The Master, in its first edition, is designed to provide in-depth training in the management, curation, cataloguing and analysis of research data, skills that are increasingly crucial in the scientific world. The Master's program is in line with the needs of the European Commission and other funding bodies, which require that data be processed according to the FAIR principles. These principles guarantee that data are Findable (easily available), Accessible (accessible to anyone who needs it), Interoperable (integrable with other data and usable by different applications) and Reusable (reusable for new research)
The course, lasting nine months, is divided into a teaching phase of 166 hours of theoretical lessons and a seven-month practical phase to be carried out at the laboratories of the institutions from which the participants come. The structure and program of the Master are totally innovative in the national and international panorama, with a specific focus on the implementation of FAIR-by-design processes during the months of internship in the laboratory.
FAIR-by-design is a native management of research data: it concerns the management of research data from their creation, ensuring that they are treated according to FAIR principles until their publication. To realize FAIR-by-design, it is essential to design and implement an automated chain of hardware and software connections. This chain includes research instrumentation, data annotation software to obtain metadata (additional information about the data) and data analysis programs.
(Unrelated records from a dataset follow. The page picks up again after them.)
PR #969, opened 2023-04-03
Hide keyboard on iOS

amanjeetsingh150:
## Proposed Changes

There are no straightforward APIs to hide the keyboard on iOS. This PR attempts to hide the keyboard as a user through maestro. Three attempts at how maestro tries hiding the keyboard:

1. Scroll with a small delta on y axis
2. Scroll with a small delta on x axis
3. Clicking on static texts XCUIElement

## Testing
Tested on multiple client apps.

## Issues Fixed

### DIFF
--- a/maestro-client/src/main/java/maestro/drivers/IOSDriver.kt
+++ b/maestro-client/src/main/java/maestro/drivers/IOSDriver.kt
@@ -31,6 +31,7 @@ import ios.IOSDevice
 import maestro.Capability
 import maestro.DeviceInfo
 import maestro.Driver
+import maestro.Filters
 import maestro.KeyCode
 import maestro.MaestroException
 import maestro.Platform
@@ -38,6 +39,8 @@ import maestro.Point
 import maestro.ScreenRecording
 import maestro.SwipeDirection
 import maestro.TreeNode
+import maestro.UiElement.Companion.toUiElement
+import maestro.UiElement.Companion.toUiElementOrNull
 import maestro.ViewHierarchy
 import maestro.utils.FileUtils
 import maestro.utils.MaestroTimer
@@ -224,6 +227,7 @@ class IOSDriver(
         val text = xcUiElement.title?.ifEmpty {
             xcUiElement.value
         }
+        val clickable = if (xcUiElement.elementType == ELEMENT_TYPE_STATIC_TEXT) false else null
         attributes["accessibilityText"] = xcUiElement.label
         attributes["text"] = text ?: ""
         attributes["hintText"] = xcUiElement.placeholderValue ?: ""
@@ -248,6 +252,7 @@ class IOSDriver(
 
         return TreeNode(
             attributes = attributes,
+            clickable = clickable,
             children = children,
             enabled = xcUiElement.enabled,
             focused = xcUiElement.hasFocus,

The adoption of FAIR-by-design involves a significant reduction in human intervention during all phases of the data life cycle, while ensuring high quality and integrity. This approach requires considerable effort and use of resources in the initial design phase, but represents a strong point for research infrastructures that adopt it, significantly improving the management and quality of data in experimental and computational laboratories.
At the end of the course, researchers will have acquired theoretical and practical skills in Open Science Methodologies, FAIR-by-design data management, use of tools and software for the acquisition and enrichment of metadata and tools and methods for the analysis of scientific data.
Each of the NFFA-DI operational units is represented by one or more participants in the Master, who during the months of internship will operate as a DataSteward in the various nodes of the project, contributing to the construction of an interoperable and integrated nanoscience data management infrastructure across the national territory.